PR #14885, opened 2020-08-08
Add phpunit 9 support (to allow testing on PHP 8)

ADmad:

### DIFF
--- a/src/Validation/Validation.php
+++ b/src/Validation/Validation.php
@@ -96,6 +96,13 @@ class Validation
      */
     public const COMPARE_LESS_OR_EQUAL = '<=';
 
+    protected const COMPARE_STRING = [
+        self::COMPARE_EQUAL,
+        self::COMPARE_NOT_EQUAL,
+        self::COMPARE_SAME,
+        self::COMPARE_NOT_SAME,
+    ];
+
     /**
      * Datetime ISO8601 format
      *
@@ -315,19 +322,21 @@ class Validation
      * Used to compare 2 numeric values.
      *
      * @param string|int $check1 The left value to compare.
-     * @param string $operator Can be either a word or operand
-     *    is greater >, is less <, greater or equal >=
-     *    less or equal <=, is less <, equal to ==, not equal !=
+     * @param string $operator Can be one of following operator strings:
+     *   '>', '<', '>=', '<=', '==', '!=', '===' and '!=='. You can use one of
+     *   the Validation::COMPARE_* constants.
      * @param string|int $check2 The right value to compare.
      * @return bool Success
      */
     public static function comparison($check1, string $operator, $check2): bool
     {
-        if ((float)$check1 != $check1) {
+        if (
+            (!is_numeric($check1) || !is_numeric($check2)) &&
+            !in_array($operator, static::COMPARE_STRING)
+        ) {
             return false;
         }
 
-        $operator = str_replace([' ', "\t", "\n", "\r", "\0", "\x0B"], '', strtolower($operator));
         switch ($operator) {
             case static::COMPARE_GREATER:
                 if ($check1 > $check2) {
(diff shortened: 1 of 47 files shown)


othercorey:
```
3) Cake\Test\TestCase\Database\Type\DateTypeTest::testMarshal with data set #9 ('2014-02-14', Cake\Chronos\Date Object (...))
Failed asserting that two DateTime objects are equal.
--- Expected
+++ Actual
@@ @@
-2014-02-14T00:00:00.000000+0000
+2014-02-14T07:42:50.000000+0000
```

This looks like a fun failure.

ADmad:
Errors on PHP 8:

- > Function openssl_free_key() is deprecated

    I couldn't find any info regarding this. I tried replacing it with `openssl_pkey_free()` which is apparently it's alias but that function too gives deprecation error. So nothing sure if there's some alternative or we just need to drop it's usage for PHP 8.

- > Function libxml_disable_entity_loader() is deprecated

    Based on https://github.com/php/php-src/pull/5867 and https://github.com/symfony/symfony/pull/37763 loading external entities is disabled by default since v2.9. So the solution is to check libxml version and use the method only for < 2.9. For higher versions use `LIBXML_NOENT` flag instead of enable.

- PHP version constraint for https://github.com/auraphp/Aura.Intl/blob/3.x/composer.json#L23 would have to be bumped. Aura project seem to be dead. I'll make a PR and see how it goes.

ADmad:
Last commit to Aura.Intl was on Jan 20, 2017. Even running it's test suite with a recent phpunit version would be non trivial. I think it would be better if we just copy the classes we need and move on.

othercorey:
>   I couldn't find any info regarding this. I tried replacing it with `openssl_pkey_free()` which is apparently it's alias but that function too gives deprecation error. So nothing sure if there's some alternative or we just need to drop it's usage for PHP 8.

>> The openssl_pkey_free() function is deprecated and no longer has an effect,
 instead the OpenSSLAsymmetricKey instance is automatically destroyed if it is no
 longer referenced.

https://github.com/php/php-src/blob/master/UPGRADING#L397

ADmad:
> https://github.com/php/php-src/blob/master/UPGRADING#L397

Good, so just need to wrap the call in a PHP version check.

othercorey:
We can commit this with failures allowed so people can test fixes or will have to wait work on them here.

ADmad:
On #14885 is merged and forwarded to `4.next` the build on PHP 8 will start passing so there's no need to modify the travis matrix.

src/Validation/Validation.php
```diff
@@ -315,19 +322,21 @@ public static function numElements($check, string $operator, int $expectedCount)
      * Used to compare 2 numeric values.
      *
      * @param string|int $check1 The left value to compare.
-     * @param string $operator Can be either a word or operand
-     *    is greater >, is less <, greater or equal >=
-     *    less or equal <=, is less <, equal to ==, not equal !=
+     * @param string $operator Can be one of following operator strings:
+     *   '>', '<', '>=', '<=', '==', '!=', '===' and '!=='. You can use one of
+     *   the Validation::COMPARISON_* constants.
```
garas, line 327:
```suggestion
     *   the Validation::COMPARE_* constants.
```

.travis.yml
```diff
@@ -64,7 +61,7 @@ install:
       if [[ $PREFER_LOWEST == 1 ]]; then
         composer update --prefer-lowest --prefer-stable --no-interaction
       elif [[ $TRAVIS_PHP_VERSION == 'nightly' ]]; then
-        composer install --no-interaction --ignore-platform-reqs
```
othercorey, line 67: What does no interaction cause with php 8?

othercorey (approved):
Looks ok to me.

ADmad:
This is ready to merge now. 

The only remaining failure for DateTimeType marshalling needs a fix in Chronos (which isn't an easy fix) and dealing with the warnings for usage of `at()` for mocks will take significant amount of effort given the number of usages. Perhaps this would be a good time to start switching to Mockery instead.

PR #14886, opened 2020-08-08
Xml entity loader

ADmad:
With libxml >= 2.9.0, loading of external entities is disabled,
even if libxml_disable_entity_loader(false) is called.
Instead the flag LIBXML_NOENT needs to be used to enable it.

○ ○ ○ ○ ○ ○ ○

* _PROMPT_
Your answer should be a single number: the count of lines in the entries that contain "tried".

* _ANSWER TO THIS EXERCISE_
2